Esto propició que las unidades se sobrecalentasen y ocurrieran múltiples explosiones dentro de las instalaciones. Todo esto llevó a que el núcleo de los tres reactores sufriesen la fusión de su núcleo.

Decisión sopesada

Pese al debate originado por la idea de liberar en el océano agua radiactiva, desde el gobierno japonés han justificado el plan señalando que este cuenta con el respaldo de la comunidad científica.

Afirman que otra opción que se encuentra sobre la mesa es liberar el agua en la atmósfera a partir de emisiones de vapor. Estos dos planes serían factibles de acuerdo con un estudio realizado por científicos de la IAEA publicado durante el mes de abril.

“Las dos opciones para la eliminación controlada – liberación de vapor y descargas al mar – son ambas técnicamente factibles”, indica el organismo en un comunicado de prensa.

Otra idea que se barajó pero fue descartada por ser solo de carácter temporal fue la de enterrar los contenedores y esperar durante varias décadas hasta que el agua se haya limpiado de forma natural.

Agregan desde el IAEA que construir nuevos tanques para almacenar más agua contaminada tampoco es una opción viable pues no es sostenible en el tiempo. Además de que podría poner en riesgo las operaciones en la central de Fukushima.

Desde el gobierno japonés explican que el vertido del agua no supondría ningún riesgo medioambiental pues esta ya ha sido tratada para eliminar más de 62 isótopos radiactivos. Este proceso se conoce como Sistema avanzado de procesamiento de líquidos (ALPS por sus siglas en inglés).

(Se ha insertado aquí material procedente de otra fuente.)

PR #3305, opened 2024-01-18
add config for prefill templates

### LINKED ISSUE #3303: prefill templates enable/disable

johrstrom:
Fixes #3303 

This also changes the language (through internationalization) from `prefill templates` to `save(d) settings`. I think that just sounds better. `template` seems a bit esoteric to me, where `save` and `settings` seem to fit better - especially for new users.


Oglopf (approved):
Looks good!

PR #3308, opened 2024-01-19
mv the user settings file off the dataroot

### LINKED ISSUE #3302: move user config off of dataroot
Before we release 3.1 - we need to change the location of this file off of the dataroot before folks start using it more extensively than they already do.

Sin embargo, este procedimiento es ineficaz para eliminar el tritio. El motivo es que se encuentra en concentraciones demasiado bajas para que los procesos de purificación del agua sean efectivos.

¿Qué es? El tritio es un isótopo radiactivo cuya semidesintegración se produce luego de 12,3 años.

De acuerdo con Ken Buesseler, científico especialista en química marina y geoquímica, esto no debería de suponer un problema pues el tritio es relativamente inofensivo para la vida marina.

Argumenta que “las partículas de baja energía que emite hacen poco daño a las células vivas”.

Esta visión es compartida por Pascal Bailly du Bois, científico del Laboratorio de Radioecología de Cherbourg-Octeville en Francia, quien apunta que su impacto radiológico en los peces y la vida marina será similar a cuando la central de Fukushima operaba con normalidad.

Buesseler señala que, pese a no tener un efecto nocivo para la salud, de ser liberado en el océano el tritio podría llegar a las costas de Estados Unidos en un lapso de unos dos años.

Todo esto implica que la liberación de las más de 1.000.000 de toneladas de agua radiactiva no pondrá en riesgo tanto el medio ambiente y la salud de quienes consuman alimentos procedentes del océano.